*** Extracted entries ***

PR #56, opened 2020-06-09
Implement translation of type expressions

### LINKED ISSUE #54: Implement translation of type expressions
Implement translation of type expressions (without `Size` annotations) using the `Concrete` representation.

JonasHoefer:
Adds translation for non recursive function signatures. Creates a base for converting further module entries. Blocked by #48. Closes #54

### DIFF
--- a/src/exe/Main.hs
+++ b/src/exe/Main.hs
@@ -148,7 +148,6 @@ convertInputModule haskellAst = do
     agdaAst <- liftConverter $ Agda.convertModule haskellAst
     traceM $ showPretty agdaAst
     traceM "\n--------\n"
-    traceM undefined
     return (modName, coqAst)
 
 -------------------------------------------------------------------------------
--- a/src/exe/Main.hs
+++ b/src/exe/Main.hs
@@ -23,8 +23,6 @@ import           FreeC.Application.Option.Help
 import           FreeC.Application.Option.Version
 import           FreeC.Application.Options
 import           FreeC.Application.Options.Parser
-import qualified FreeC.Backend.Agda.Converter  as Agda
-import           FreeC.Backend.Agda.Pretty      ( )
 import qualified FreeC.Backend.Coq.Base        as Coq.Base
 import           FreeC.Backend.Coq.Converter    ( convertModule )
 import           FreeC.Backend.Coq.Pretty
@@ -51,8 +49,6 @@ import           FreeC.Pretty                   ( putPrettyLn
                                                 , showPretty
                                                 , writePrettyFile
                                                 )
-
-import           Debug.Trace                    ( traceM )
 
 -------------------------------------------------------------------------------
 -- Main                                                                      --
@@ -145,9 +141,6 @@ convertInputModule haskellAst = do
   reportApp $ do
     loadRequiredModules haskellAst
     coqAst  <- liftConverter $ convertModule haskellAst
-    agdaAst <- liftConverter $ Agda.convertModule haskellAst
-    traceM $ showPretty agdaAst
-    traceM "\n--------\n"
     return (modName, coqAst)
 
 -------------------------------------------------------------------------------
--- a/src/exe/Main.hs
+++ b/src/exe/Main.hs
@@ -140,7 +140,7 @@ convertInputModule haskellAst = do
     else putDebug $ "Compiling " ++ showPretty modName
   reportApp $ do
     loadRequiredModules haskellAst
-    coqAst  <- liftConverter $ convertModule haskellAst
+    coqAst <- liftConverter $ convertModule haskellAst
     return (modName, coqAst)
 
 -------------------------------------------------------------------------------
--- a/src/exe/Main.hs
+++ b/src/exe/Main.hs
@@ -23,6 +23,8 @@ import           FreeC.Application.Option.Help
 import           FreeC.Application.Option.Version
 import           FreeC.Application.Options
 import           FreeC.Application.Options.Parser
+import qualified FreeC.Backend.Agda.Converter  as Agda
+import           FreeC.Backend.Agda.Pretty      ( )
 import qualified FreeC.Backend.Coq.Base        as Coq.Base
 import           FreeC.Backend.Coq.Converter    ( convertModule )
 import           FreeC.Backend.Coq.Pretty
@@ -49,6 +51,8 @@ import           FreeC.Pretty                   ( putPrettyLn
                                                 , showPretty
                                                 , writePrettyFile
                                                 )
+
+import           Debug.Trace                    ( traceM )
 
 -------------------------------------------------------------------------------
 -- Main                                                                      --
@@ -140,7 +144,11 @@ convertInputModule haskellAst = do
     else putDebug $ "Compiling " ++ showPretty modName
   reportApp $ do
     loadRequiredModules haskellAst
-    coqAst <- liftConverter $ convertModule haskellAst
+    coqAst  <- liftConverter $ convertModule haskellAst
+    agdaAst <- liftConverter $ Agda.convertModule haskellAst
+    traceM $ showPretty agdaAst
+    traceM "\n--------\n"
+    traceM undefined
     return (modName, coqAst)
 
 -------------------------------------------------------------------------------
--- a/src/lib/FreeC/Backend/Agda/Base.hs
+++ b/src/lib/FreeC/Backend/Agda/Base.hs
@@ -89,7 +89,6 @@ shape = Agda.name "S"
 position :: Agda.Name
 position = Agda.name "P"
 
--- | Adds the @Shape@ and @Position@ type variables to a list of variables.
 addTVars :: [Agda.Name] -> [Agda.Name]
 addTVars ts = shape : position : ts
 
--- a/src/lib/FreeC/Backend/Agda/Base.hs
+++ b/src/lib/FreeC/Backend/Agda/Base.hs
@@ -9,6 +9,7 @@ module FreeC.Backend.Agda.Base
     -- * Free Monad
   , free
   , free'
+  , freeArgs
   , pure
   , impure
   , shape
@@ -45,36 +46,50 @@ imports = Agda.simpleImport $ Agda.qname [baseLibName] $ Agda.name "Free"
 -- Free Monad                                                                --
 -------------------------------------------------------------------------------
 
+-- | Identifier for the @Free@ monad.
 free :: Agda.Name
 free = Agda.name "Free"
 
+-- | Lifts a type in the free monad.
 free' :: Agda.Expr -> Agda.Expr
-free' e = foldl1
+free' = Agda.app $ freeArgs $ Agda.qname' free
+
+-- | Apply the @Shape@ and @Position@ argument to the given type constructor.
+--
+-- > c ↦ c @S @P
+freeArgs :: Agda.QName -> Agda.Expr
+freeArgs qname = foldl1
   Agda.app
-  [ Agda.Ident (Agda.qname' free)
+  [ Agda.Ident qname
   , Agda.Ident (Agda.qname' shape)
   , Agda.Ident (Agda.qname' position)
-  , e
   ]
 
+-- | Identifier for the @Pure@ constructor of the @Free@ monad.
 pureConName :: Agda.Name
 pureConName = Agda.name "pure"
 
+-- | Applies the @Pure@ constructor of the free monad to the given expression.
 pure :: Agda.Expr -> Agda.Expr
 pure = Agda.app $ Agda.Ident $ Agda.qname [Agda.name "Free"] pureConName
 
+-- | Identifier for the @Impure@ constructor of the @Free@ monad.
 impureConName :: Agda.Name
 impureConName = Agda.name "impure"
 
+-- | Applies the @Impure@ constructor of the free monad to the given expression.
 impure :: Agda.Expr -> Agda.Expr
 impure = Agda.app $ Agda.Ident $ Agda.qname [Agda.name "Free"] impureConName
 
+-- | Reserved name for the @Shape@ type variable.
 shape :: Agda.Name
 shape = Agda.name "S"
 
+-- | Reserved name for the @Position@ type variable.
 position :: Agda.Name
 position = Agda.name "P"
 
+-- | Adds the @Shape@ and @Position@ type variables to a list of variables.
 addTVars :: [Agda.Name] -> [Agda.Name]
 addTVars ts = shape : position : ts
 
--- a/src/lib/FreeC/Backend/Agda/Base.hs
+++ b/src/lib/FreeC/Backend/Agda/Base.hs
@@ -8,13 +8,9 @@ module FreeC.Backend.Agda.Base
   , imports
     -- * Free Monad
   , free
-  , free'
-  , freeArgs
   , pure
-  , impure
   , shape
   , position
-  , addTVars
     -- * reserved identifiers
   , reservedIdents
   )
@@ -50,47 +46,21 @@ imports = Agda.simpleImport $ Agda.qname [baseLibName] $ Agda.name "Free"
 free :: Agda.Name
 free = Agda.name "Free"
 
--- | Lifts a type in the free monad.
-free' :: Agda.Expr -> Agda.Expr
-free' = Agda.app $ freeArgs $ Agda.qname' free
+-- | Identifier for the @pure@ constructor of the @Free@ monad.
+pure :: Agda.Name
+pure = Agda.name "pure"
 
--- | Apply the @Shape@ and @Position@ argument to the given type constructor.
---
--- > c ↦ c @S @P
-freeArgs :: Agda.QName -> Agda.Expr
-freeArgs qname = foldl1
-  Agda.app
-  [ Agda.Ident qname
-  , Agda.Ident (Agda.qname' shape)
-  , Agda.Ident (Agda.qname' position)
-  ]
-
--- | Identifier for the @Pure@ constructor of the @Free@ monad.
-pureConName :: Agda.Name
-pureConName = Agda.name "pure"
-
--- | Applies the @Pure@ constructor of the free monad to the given expression.
-pure :: Agda.Expr -> Agda.Expr
-pure = Agda.app $ Agda.Ident $ Agda.qname [Agda.name "Free"] pureConName
-
--- | Identifier for the @Impure@ constructor of the @Free@ monad.
-impureConName :: Agda.Name
-impureConName = Agda.name "impure"
-
--- | Applies the @Impure@ constructor of the free monad to the given expression.
-impure :: Agda.Expr -> Agda.Expr
-impure = Agda.app $ Agda.Ident $ Agda.qname [Agda.name "Free"] impureConName
+-- | Identifier for the @impure@ constructor of the @Free@ monad.
+impure :: Agda.Name
+impure = Agda.name "impure"
 
 -- | Reserved name for the @Shape@ type variable.
 shape :: Agda.Name
-shape = Agda.name "S"
+shape = Agda.name "Shape"
 
--- | Reserved name for the @Position@ type variable.
+-- | Reserved name for the @Pos@ type variable.
 position :: Agda.Name
-position = Agda.name "P"
-
-addTVars :: [Agda.Name] -> [Agda.Name]
-addTVars ts = shape : position : ts
+position = Agda.name "Pos"
 
 -------------------------------------------------------------------------------
 -- Reserved identifiers                                                      --
@@ -100,4 +70,4 @@ addTVars ts = shape : position : ts
 --
 --   This does only include identifiers without corresponding Haskell name.
 reservedIdents :: [Agda.Name]
-reservedIdents = [free, pureConName, impureConName, shape, position]
+reservedIdents = [free, pure, impure, shape, position]
--- a/src/lib/FreeC/Backend/Agda/Base.hs
+++ b/src/lib/FreeC/Backend/Agda/Base.hs
@@ -8,10 +8,12 @@ module FreeC.Backend.Agda.Base
   , imports
     -- * Free Monad
   , free
+  , free'
   , pure
   , impure
   , shape
   , position
+  , addTVars
     -- * reserved identifiers
   , reservedIdents
   )
@@ -46,6 +48,15 @@ imports = Agda.simpleImport $ Agda.qname [baseLibName] $ Agda.name "Free"
 free :: Agda.Name
 free = Agda.name "Free"
 
+free' :: Agda.Expr -> Agda.Expr
+free' e = foldl1
+  Agda.app
+  [ Agda.Ident (Agda.qname' free)
+  , Agda.Ident (Agda.qname' shape)
+  , Agda.Ident (Agda.qname' position)
+  , e
+  ]
+
 pureConName :: Agda.Name
 pureConName = Agda.name "pure"
 
@@ -63,6 +74,9 @@ shape = Agda.name "S"
 
 position :: Agda.Name
 position = Agda.name "P"
+
+addTVars :: [Agda.Name] -> [Agda.Name]
+addTVars ts = shape : position : ts
 
 -------------------------------------------------------------------------------
 -- Reserved identifiers                                                      --
--- a/src/lib/FreeC/Backend/Agda/Converter/Free.hs
+++ b/src/lib/FreeC/Backend/Agda/Converter/Free.hs
@@ -1,0 +1,38 @@
+-- | This module contains auxilary functions that help to generate Coq code
+--   that uses the @Free@ monad.
+
+module FreeC.Backend.Agda.Converter.Free
+  ( generatePure
+  , free
+  , applyFreeArgs
+  , addFreeArgs
+  )
+where
+
+import qualified FreeC.Backend.Agda.Syntax     as Agda
+import qualified FreeC.Backend.Agda.Base       as Agda.Base
+
+-- | Applies the @pure@ constructor of the free monad to the given expression.
+generatePure :: Agda.Expr -> Agda.Expr
+generatePure =
+  Agda.app $ Agda.Ident $ Agda.qname [Agda.Base.baseLibName] Agda.Base.pure
+
+-- | Lifts a type in the free monad.
+free :: Agda.Expr -> Agda.Expr
+free = Agda.app $ applyFreeArgs $ Agda.qname' Agda.Base.free
+
+-- | Apply the @Shape@ and @Pos@ argument to the given type constructor.
+--
+-- > c ↦ c @S @P
+applyFreeArgs :: Agda.QName -> Agda.Expr
+applyFreeArgs qname = foldl1
+  Agda.app
+  [ Agda.Ident qname
+  , Agda.Ident (Agda.qname' Agda.Base.shape)
+  , Agda.Ident (Agda.qname' Agda.Base.position)
+  ]
+
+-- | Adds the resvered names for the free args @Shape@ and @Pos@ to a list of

***

_Directions_
Looking at the entries above, say how many lines hold the word "given". Offer no other text.

_Your response_
8